Locate the word "think" in the entries below, then gather every line that holds it.
(SUPPLIED RECORDS begins)
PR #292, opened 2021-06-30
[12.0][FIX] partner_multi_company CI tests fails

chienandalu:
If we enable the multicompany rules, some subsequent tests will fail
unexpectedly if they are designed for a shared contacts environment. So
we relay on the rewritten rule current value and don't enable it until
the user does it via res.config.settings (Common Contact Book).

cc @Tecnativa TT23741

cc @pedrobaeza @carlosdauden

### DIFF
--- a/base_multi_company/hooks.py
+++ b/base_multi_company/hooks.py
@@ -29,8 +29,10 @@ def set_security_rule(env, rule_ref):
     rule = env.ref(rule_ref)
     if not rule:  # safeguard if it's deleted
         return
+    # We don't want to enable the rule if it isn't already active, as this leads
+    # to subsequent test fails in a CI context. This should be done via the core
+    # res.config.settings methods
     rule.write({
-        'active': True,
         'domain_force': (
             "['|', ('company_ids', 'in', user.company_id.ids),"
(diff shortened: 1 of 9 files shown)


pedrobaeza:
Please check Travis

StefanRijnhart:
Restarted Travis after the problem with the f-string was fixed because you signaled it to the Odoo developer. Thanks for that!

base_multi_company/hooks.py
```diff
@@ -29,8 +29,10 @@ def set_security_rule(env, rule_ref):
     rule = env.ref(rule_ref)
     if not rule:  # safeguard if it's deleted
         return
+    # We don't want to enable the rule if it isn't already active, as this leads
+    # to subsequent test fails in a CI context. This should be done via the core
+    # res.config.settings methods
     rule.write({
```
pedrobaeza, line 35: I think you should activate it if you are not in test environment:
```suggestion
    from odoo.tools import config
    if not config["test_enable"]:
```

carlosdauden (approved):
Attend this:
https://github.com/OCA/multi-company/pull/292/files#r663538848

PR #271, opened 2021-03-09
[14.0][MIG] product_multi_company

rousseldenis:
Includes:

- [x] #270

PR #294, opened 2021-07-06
(SUPPLIED RECORDS ends)
(SUPPLIED RECORDS begins)
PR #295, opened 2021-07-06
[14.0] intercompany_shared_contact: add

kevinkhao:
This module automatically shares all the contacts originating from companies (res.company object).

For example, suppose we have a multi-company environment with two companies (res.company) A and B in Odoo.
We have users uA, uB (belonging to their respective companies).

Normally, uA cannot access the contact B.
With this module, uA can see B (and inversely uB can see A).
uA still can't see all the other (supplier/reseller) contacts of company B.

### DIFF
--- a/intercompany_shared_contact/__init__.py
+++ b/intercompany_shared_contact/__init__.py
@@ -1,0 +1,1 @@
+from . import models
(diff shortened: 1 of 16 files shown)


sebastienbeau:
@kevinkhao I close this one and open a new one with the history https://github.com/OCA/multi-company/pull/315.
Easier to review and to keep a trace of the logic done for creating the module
(SUPPLIED RECORDS ends)
(SUPPLIED RECORDS begins)
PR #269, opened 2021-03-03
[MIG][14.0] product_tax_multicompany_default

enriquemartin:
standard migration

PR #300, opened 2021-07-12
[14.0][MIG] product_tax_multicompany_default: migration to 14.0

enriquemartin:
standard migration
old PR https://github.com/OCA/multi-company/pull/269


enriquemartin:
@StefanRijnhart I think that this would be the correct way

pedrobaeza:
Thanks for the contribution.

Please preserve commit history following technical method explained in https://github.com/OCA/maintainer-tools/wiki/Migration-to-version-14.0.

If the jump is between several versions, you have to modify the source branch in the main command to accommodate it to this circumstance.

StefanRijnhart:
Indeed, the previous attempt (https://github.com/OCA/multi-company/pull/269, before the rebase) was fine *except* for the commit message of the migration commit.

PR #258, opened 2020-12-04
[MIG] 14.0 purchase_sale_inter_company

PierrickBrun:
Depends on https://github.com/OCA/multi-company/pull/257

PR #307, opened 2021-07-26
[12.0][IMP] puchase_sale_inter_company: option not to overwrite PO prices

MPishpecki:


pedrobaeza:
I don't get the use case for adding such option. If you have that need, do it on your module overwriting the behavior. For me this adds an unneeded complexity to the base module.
(SUPPLIED RECORDS ends)
> [FINISHED TASK]
pedrobaeza, line 35: I think you should activate it if you are not in test environment:
@StefanRijnhart I think that this would be the correct way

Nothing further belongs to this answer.